DATA:
┏━━
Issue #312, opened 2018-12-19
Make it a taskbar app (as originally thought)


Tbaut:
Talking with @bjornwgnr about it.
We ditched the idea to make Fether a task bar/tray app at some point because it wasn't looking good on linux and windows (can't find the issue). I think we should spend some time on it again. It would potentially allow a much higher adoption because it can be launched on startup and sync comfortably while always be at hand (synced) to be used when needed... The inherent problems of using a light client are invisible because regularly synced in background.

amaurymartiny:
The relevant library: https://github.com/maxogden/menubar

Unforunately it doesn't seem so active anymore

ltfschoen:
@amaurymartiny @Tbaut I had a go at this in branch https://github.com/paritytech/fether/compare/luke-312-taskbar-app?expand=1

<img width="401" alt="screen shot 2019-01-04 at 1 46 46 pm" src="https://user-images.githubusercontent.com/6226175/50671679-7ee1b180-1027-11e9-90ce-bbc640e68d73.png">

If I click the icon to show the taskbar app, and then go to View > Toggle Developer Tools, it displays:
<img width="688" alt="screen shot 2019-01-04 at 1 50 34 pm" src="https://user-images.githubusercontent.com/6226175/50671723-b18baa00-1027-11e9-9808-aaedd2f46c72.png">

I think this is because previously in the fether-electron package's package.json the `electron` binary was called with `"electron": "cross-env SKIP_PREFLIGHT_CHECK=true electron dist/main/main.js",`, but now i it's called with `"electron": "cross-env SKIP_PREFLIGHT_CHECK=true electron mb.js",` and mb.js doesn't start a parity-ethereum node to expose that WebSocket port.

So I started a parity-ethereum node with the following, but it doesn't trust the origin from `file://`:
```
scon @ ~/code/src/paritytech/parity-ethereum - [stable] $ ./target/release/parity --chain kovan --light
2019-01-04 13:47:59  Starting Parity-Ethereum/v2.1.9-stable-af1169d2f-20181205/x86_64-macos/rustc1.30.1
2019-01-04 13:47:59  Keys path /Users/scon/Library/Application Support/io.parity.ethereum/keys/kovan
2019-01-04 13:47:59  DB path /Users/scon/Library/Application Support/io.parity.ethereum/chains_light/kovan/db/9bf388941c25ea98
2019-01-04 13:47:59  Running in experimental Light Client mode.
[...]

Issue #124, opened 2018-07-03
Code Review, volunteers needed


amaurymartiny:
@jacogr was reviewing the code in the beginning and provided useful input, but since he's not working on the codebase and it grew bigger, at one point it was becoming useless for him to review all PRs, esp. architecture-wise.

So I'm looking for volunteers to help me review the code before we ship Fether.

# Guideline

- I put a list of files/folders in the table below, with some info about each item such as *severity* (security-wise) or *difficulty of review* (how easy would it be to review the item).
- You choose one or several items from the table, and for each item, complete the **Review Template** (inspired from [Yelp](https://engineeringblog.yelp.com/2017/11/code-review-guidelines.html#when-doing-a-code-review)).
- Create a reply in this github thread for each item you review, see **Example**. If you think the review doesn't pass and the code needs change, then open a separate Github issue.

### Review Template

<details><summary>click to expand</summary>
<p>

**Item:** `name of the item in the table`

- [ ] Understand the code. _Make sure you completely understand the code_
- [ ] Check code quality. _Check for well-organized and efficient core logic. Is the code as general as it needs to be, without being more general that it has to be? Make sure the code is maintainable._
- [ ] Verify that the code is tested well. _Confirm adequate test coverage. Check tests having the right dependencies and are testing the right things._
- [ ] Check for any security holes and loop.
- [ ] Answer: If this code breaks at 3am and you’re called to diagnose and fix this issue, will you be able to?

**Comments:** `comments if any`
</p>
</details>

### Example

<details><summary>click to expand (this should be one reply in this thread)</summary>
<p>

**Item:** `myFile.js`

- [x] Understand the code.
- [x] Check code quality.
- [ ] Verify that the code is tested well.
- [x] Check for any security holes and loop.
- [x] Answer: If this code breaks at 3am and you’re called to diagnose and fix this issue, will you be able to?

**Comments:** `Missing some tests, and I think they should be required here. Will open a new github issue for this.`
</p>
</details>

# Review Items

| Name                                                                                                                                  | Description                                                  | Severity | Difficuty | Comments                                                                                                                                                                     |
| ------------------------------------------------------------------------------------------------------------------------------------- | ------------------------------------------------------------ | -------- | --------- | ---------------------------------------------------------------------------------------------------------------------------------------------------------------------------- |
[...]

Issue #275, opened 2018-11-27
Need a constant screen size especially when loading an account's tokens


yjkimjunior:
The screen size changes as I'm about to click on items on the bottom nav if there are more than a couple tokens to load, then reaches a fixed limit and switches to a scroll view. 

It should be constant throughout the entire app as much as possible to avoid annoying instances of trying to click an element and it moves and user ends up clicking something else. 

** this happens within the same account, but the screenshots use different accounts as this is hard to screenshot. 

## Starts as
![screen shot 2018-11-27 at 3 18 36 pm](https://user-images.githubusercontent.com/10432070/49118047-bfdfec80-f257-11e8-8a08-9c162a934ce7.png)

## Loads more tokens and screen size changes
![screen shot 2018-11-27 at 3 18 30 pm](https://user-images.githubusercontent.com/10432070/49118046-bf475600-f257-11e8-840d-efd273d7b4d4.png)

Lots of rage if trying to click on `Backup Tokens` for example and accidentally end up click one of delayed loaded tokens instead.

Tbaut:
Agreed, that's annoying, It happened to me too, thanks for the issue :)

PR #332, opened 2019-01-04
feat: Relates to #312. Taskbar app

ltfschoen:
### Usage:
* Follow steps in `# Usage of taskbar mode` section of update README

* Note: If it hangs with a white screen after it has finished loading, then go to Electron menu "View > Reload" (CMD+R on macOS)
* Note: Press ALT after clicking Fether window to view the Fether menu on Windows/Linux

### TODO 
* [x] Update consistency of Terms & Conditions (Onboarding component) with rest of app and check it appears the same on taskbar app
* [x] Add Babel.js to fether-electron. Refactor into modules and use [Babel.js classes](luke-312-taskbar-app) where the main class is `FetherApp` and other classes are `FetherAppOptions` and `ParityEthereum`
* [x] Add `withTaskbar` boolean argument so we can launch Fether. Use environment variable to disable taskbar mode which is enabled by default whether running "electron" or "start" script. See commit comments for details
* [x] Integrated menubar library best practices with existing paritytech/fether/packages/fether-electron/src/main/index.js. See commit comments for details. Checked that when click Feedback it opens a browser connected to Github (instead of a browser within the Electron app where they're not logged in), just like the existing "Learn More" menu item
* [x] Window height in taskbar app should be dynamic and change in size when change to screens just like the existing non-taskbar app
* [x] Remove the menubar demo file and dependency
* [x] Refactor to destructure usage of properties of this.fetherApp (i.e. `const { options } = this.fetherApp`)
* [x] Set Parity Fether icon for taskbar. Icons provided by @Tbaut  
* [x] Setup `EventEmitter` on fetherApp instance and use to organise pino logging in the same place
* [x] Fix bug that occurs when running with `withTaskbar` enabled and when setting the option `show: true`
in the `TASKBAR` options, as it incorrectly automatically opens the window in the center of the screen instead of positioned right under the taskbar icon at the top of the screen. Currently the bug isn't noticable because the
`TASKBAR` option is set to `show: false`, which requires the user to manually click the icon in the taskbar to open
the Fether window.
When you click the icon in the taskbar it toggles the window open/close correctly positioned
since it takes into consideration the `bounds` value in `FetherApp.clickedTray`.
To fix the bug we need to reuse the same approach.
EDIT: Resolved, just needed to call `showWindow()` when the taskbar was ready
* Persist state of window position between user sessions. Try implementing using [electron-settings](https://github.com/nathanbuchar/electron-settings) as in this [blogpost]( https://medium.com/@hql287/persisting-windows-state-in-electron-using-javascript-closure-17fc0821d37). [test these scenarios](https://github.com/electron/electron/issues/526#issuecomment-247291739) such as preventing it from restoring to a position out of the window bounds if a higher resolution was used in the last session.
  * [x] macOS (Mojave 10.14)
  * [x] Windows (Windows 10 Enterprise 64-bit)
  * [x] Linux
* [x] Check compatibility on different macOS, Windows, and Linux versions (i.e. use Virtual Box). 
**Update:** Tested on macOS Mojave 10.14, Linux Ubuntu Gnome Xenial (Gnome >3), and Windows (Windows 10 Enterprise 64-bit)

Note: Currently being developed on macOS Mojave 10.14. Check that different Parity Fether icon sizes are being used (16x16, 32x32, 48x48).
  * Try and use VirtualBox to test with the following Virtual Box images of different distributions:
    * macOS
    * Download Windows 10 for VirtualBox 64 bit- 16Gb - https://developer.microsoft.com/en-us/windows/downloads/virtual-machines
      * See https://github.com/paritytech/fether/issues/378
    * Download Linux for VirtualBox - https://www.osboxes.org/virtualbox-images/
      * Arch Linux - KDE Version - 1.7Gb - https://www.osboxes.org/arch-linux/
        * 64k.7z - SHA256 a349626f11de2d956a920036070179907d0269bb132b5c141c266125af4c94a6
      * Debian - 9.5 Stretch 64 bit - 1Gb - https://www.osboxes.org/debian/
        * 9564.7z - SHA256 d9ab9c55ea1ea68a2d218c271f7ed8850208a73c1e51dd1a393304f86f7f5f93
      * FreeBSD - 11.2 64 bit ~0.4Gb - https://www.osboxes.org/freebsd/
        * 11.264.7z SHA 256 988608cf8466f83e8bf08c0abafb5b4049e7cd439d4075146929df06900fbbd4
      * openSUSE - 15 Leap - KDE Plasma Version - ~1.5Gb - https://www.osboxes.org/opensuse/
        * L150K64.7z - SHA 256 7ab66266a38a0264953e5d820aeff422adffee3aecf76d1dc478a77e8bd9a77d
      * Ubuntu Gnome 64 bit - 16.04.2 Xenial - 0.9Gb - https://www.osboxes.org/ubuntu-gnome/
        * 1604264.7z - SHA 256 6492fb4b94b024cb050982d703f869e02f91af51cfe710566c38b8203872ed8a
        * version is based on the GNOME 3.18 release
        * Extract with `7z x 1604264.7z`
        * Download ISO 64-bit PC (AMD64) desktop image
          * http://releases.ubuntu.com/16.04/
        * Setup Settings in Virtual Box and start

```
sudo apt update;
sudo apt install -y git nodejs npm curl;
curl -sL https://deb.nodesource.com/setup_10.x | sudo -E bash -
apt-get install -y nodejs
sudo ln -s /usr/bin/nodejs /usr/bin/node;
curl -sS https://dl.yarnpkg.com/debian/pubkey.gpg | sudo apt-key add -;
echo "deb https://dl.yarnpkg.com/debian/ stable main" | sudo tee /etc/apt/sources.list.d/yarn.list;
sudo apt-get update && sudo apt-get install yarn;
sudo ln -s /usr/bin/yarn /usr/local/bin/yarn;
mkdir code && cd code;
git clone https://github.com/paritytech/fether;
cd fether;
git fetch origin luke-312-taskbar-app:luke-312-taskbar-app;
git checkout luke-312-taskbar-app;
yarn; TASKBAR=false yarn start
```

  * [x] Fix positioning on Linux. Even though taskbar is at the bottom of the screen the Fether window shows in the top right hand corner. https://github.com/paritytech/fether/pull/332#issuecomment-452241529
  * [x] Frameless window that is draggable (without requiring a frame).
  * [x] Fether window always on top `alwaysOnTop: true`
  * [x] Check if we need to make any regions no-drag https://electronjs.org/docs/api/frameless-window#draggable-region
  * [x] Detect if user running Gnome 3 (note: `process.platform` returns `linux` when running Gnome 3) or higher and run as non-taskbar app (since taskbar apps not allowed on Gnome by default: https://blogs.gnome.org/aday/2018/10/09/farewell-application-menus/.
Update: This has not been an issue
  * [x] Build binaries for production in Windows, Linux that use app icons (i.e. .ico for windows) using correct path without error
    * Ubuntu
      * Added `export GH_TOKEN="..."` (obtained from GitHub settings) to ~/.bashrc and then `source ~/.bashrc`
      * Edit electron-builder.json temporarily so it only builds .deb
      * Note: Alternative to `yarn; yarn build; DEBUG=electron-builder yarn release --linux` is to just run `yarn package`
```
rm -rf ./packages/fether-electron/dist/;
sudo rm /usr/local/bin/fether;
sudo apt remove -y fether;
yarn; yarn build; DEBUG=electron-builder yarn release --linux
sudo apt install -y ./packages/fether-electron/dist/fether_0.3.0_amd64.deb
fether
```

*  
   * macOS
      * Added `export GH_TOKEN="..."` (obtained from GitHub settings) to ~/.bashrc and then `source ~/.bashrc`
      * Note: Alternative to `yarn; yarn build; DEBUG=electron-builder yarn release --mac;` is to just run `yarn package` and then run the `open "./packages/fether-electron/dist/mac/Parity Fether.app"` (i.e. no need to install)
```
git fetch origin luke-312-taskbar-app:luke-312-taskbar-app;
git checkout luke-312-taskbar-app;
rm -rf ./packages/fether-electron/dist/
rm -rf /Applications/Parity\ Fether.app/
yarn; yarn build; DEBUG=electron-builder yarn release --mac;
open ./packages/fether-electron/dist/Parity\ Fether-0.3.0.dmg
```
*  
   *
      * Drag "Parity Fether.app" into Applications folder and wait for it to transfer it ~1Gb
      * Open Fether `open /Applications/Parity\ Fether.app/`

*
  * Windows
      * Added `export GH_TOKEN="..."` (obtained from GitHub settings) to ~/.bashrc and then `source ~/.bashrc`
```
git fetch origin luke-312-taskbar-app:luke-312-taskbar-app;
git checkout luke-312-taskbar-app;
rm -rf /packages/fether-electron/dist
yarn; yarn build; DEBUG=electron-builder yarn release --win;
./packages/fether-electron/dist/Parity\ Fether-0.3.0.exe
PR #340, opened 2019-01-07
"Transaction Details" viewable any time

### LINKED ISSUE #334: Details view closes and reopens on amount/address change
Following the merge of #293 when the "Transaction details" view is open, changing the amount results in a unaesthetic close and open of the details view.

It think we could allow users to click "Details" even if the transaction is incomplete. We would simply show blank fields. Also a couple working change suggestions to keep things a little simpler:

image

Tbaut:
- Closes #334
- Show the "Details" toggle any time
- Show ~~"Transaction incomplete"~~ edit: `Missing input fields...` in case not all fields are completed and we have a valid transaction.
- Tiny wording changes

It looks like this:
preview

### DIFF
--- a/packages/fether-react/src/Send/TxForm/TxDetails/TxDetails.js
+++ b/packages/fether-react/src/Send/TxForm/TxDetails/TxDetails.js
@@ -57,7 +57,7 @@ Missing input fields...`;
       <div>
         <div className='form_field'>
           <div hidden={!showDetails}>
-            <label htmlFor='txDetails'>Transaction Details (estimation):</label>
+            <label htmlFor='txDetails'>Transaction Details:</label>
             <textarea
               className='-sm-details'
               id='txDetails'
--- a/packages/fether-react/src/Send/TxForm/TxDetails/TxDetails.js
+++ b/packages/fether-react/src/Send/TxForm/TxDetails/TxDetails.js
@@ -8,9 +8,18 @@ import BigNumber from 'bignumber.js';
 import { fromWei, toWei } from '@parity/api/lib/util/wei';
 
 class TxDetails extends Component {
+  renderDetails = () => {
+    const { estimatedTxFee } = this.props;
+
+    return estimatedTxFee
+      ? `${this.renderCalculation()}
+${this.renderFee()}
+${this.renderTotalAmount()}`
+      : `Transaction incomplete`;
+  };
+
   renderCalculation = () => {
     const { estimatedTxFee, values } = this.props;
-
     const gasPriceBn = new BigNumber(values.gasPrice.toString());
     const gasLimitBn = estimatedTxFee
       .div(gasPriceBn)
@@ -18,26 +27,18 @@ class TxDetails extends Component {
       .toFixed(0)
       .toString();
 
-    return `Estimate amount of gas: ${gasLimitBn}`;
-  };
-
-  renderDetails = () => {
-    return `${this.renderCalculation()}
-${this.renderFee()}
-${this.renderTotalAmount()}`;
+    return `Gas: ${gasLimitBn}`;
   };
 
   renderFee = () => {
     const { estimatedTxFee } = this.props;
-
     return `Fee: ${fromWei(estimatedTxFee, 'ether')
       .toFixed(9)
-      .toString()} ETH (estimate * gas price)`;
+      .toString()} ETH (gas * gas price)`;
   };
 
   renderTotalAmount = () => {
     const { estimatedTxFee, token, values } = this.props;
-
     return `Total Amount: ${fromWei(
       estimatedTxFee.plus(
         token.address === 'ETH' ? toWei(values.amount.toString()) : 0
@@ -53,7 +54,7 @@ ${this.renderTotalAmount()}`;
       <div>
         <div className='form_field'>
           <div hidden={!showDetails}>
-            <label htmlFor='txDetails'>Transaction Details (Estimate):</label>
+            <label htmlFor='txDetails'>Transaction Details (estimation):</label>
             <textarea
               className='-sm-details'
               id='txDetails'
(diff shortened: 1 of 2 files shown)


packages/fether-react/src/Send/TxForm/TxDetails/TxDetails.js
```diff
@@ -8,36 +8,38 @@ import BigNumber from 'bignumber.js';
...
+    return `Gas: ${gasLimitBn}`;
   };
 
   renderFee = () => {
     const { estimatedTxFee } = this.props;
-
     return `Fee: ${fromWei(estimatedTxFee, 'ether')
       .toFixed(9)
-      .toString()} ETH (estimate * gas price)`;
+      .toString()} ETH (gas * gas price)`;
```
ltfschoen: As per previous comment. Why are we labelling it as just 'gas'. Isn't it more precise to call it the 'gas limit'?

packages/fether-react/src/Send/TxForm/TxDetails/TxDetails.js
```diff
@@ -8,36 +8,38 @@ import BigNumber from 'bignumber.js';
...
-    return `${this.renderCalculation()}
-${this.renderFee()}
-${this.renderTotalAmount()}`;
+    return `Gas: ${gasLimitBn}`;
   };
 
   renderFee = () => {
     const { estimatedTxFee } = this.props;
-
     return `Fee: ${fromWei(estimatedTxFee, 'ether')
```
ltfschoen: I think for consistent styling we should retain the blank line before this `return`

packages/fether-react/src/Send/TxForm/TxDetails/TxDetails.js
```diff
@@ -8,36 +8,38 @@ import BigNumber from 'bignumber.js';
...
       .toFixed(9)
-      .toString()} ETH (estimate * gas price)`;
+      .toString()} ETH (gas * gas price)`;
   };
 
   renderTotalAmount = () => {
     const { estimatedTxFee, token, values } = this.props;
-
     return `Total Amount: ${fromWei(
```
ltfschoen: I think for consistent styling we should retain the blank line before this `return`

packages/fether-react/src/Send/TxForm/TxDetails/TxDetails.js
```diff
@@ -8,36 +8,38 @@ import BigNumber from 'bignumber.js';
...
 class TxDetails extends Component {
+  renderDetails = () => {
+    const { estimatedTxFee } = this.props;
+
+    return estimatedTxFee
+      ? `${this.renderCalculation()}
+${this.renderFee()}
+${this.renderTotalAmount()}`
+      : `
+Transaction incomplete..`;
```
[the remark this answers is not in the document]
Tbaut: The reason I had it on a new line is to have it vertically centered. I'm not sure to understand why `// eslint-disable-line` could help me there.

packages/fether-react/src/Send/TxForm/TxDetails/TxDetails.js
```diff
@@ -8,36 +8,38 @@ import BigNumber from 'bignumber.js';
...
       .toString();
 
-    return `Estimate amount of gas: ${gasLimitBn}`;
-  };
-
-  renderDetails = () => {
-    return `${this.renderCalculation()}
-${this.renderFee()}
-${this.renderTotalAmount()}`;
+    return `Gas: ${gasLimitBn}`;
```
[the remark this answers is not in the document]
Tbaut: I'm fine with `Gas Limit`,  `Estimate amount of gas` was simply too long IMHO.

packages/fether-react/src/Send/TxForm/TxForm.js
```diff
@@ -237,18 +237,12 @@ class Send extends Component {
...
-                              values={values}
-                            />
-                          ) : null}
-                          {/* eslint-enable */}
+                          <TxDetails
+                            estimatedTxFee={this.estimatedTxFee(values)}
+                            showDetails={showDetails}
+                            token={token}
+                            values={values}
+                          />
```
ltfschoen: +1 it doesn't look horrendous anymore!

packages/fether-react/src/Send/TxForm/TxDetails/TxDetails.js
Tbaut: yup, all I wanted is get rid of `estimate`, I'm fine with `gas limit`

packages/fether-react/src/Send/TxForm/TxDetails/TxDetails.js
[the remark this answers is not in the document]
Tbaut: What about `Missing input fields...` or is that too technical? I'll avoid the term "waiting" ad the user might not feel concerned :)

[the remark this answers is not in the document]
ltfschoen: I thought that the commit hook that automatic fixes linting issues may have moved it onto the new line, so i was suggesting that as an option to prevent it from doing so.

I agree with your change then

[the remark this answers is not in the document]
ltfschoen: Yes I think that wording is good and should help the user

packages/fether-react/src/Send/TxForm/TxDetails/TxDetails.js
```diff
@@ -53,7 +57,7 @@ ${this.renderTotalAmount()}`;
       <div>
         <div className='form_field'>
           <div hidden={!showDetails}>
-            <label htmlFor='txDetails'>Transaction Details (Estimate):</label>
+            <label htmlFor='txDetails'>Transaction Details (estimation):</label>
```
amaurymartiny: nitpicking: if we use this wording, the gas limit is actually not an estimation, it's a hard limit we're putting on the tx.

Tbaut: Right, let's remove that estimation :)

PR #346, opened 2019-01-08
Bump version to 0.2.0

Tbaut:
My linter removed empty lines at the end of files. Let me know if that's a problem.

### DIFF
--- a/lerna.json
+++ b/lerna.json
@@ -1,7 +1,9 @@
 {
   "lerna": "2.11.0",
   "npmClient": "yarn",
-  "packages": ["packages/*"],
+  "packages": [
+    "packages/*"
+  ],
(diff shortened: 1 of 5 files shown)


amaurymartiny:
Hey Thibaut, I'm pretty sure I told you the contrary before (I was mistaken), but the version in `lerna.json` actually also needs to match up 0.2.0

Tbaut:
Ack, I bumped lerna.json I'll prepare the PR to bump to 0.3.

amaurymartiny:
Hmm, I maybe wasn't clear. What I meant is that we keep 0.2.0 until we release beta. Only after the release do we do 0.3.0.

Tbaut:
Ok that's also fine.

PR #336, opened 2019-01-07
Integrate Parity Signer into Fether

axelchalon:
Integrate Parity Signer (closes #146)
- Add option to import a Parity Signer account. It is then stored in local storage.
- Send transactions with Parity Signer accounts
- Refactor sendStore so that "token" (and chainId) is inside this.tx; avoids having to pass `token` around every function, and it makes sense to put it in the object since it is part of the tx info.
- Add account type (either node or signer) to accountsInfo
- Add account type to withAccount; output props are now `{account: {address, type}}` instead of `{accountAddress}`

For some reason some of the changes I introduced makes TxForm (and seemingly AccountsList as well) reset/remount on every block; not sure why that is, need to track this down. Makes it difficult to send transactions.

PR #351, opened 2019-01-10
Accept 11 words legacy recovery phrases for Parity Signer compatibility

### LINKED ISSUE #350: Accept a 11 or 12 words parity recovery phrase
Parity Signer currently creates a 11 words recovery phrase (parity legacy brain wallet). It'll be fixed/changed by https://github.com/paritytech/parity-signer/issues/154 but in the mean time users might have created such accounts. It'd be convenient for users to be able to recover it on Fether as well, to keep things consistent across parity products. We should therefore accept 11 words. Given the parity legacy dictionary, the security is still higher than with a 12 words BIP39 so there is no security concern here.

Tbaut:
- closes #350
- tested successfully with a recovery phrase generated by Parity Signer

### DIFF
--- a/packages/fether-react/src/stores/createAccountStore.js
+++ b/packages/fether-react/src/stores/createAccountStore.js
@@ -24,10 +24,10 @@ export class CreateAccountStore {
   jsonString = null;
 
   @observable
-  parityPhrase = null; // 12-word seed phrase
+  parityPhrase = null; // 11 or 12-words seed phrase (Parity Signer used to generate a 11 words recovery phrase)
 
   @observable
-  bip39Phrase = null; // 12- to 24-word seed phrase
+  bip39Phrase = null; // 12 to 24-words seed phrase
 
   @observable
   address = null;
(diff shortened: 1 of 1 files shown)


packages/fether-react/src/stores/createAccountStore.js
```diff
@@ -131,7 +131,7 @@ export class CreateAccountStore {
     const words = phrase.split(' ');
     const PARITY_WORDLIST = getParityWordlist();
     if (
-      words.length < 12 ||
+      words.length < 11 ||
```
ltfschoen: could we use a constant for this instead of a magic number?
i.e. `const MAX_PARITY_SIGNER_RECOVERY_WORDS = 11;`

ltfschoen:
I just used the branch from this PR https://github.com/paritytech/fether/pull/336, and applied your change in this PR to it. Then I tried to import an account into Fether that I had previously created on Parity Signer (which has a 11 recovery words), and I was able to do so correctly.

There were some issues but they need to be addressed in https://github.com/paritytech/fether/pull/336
┗━━
PROBLEM STATEMENT: Give back precisely the lines above that start at the line containing "- Add option" and end at the line containing "### LINKED ISSUE #350: Accept", inclusive. No other lines belong in the output.

FINAL ANSWER:
- Add option to import a Parity Signer account. It is then stored in local storage.
- Send transactions with Parity Signer accounts
- Refactor sendStore so that "token" (and chainId) is inside this.tx; avoids having to pass `token` around every function, and it makes sense to put it in the object since it is part of the tx info.
- Add account type (either node or signer) to accountsInfo
- Add account type to withAccount; output props are now `{account: {address, type}}` instead of `{accountAddress}`

For some reason some of the changes I introduced makes TxForm (and seemingly AccountsList as well) reset/remount on every block; not sure why that is, need to track this down. Makes it difficult to send transactions.

PR #351, opened 2019-01-10
Accept 11 words legacy recovery phrases for Parity Signer compatibility

### LINKED ISSUE #350: Accept a 11 or 12 words parity recovery phrase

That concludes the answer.